→ **Entries shown**

PR #640, opened 2022-12-19
Shivam/pos 1041

0xsharma:
In this PR, we add tolerance of multiple keystore files error. Earlier, bor would exit when multiple keystores are found. Now, it can recover from that and will select the correct keystore from multiple files.

### DIFF
--- a/internal/cli/server/config.go
+++ b/internal/cli/server/config.go
@@ -937,13 +937,13 @@ func unlockAccount(ks *keystore.KeyStore, address string, i int, passwords []str
 }
 
 func ambiguousAddrRecovery(ks *keystore.KeyStore, err *keystore.AmbiguousAddrError, auth string) accounts.Account {
-	fmt.Printf("Multiple key files exist for address %x:\n", err.Addr)
+	log.Warn("Multiple key files exist for", "address", err.Addr)
 
 	for _, a := range err.Matches {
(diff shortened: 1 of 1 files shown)


internal/cli/server/config.go
```diff
@@ -904,6 +902,61 @@ var (
 	gitDate          = "" // Git commit date YYYYMMDD of the release (set via linker flags)
 )
 
+// tries unlocking the specified account a few times.
+func unlockAccount(ks *keystore.KeyStore, address string, i int, passwords []string) (accounts.Account, string) {
```
temaniarpit27, line 906: was this func present earlier?

0xsharma: Yes it is present in main package. Cannot call it directly due to cyclic dependency.

internal/cli/server/config.go
```diff
@@ -904,6 +902,75 @@ var (
...
+			match = &a
+			break
+		}
+	}
+
+	if match == nil {
+		utils.Fatalf("None of the listed files could be unlocked.")
+	}
+
+	fmt.Printf("Your password unlocked %s\n", match.URL)
```
JekaMas, line 962: It might worth it to use standard logging.

JekaMas (approved):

→ **Task objective**
Determine how many lines of the listing include the word "this" and report nothing but the number.

→ **Answer to the exercise**
2